FTL log from today morning.
seh2000 FTL-log 05Jan2024.txt (28.8 KB)
Steen

I would suggest running a debug and posting the token. Your log shows the connection errors when using 127.0.0.1:5335 which indicates your using unbound. Have you looked at your unbound config or tried to test unbound as detailed in the guide provide here?

Do you have the same issue if you configure a different upstream resolver instead of unbound?

Thanks.
Both Pi-hole instances are using Unbound.
Both instances of Pi-hole runs on same Raspberry Pi, same Pi-hole versions.
Unbound was installed and setup as per unbound - Pi-hole documentation.

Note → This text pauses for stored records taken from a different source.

Issue #3505, opened 2021-05-07
We don't run CRI-O unit tests against the `main`repo


fidencio:
As we still didn't get CRI-O unit tests to run against shimv2, we removed those from our tree as part 816aee46241808c7261107aa5491fb529e43eef8.  However, we left some documentation behind and that will break the static check.

PR #3506, opened 2021-05-07
readme: Remove reference to cri-o unit tests

fidencio:
As we still didn't get CRI-O unit tests to run against shimv2, we
removed those from our tree as part 816aee4. However, we left some
documentation behind and that will break the static check.

Fixes: #3505


wainersm (approved):

c3d (approved):
Thanks @fidencio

My curiosity is really why one shows the "failed to send TCP(read_write) packet (Connection prematurely closed by remote server)" while the other one don't.
The one that shows got the less activities and clients.
Both Pi-holes runs on own Raspberry Pi 4B+.
Pi-hole token for Pi-hole A which shows the "issue" https://tricorder.pi-hole.net/f1kJG85o/
Pi-hole token for Pi-hole B which don't show the "issue" https://tricorder.pi-hole.net/WKp1LSgj/

Raspberry Pi A runs an instance of the speedtest-tracker app (for years)
Raspberry Pi B runs an instance of the UniFi Network manager (for years)

Pi-hole A

Pi-hole B

A few question that come to mind (without and particular order):

  • Are both Pis of the same type (or is one maybe a Pi 1B+ and the other a 4)?
  • Are both Unbound servers of the same version?
  • Is there anything special about them that tells them apart?
  • Have you tried swapping them to check if this is a software- or hardware-caused issue? Should be as simple as swapping the SD cards.

Hi DL6ER,
Thanks for coming back to me :slight_smile:
First I'll answer your questions.
Q: Are both Pis of the same type (or is one maybe a Pi 1B+ and the other a 4)?
A: Yes, bit are Pi 4B+ (same HW same OS)
Q: Are both Unbound servers of the same version?
A: Yes, checked twice and verified
Q: Is there anything special about them that tells them apart?
A: Yes:
Raspberry Pi A (the one that shows the issue) runs an instance in docker of the speedtest-tracker app (for years)
Raspberry Pi B runs an instance of the UniFi Network manager (for years)
Q: Have you tried swapping them to check if this is a software- or hardware-caused issue? Should be as simple as swapping the SD cards.
A: Yes, swapped and swapped cards. Still same that is the PI that sits on the LAN

Now, I sort of started from scratch :wink: so:

  • I moved the speedtest-tracker to a 3rd Pi using for flight tracking
  • Re-installed OS + Pi-hole on both
  • Left UniFi Network Manger on the Pi (B) that sits on the WiFi
  • Changed from Unbound on both to Cloudflare

No issue seen for the past 6 days.
Will later today change back to use Unbound on both to see if issue pops-up.

Hi DL6ER,
Enabled unbound yesterday on both PI instances, after a few hours the "issue" started again on Pi A - LAN, while Pi B - WiFi don't show the "issue".
not sure which logs to search or debugging to enable to see if I can catch the reason.
Any suggestions?

It is probably difficult to debug this. Maybe we could run a tcpdump capturing all the (TCP-only !) DNS traffic and then later use the log to determine which query was showing issues, trying to find it in the recording using wireshark.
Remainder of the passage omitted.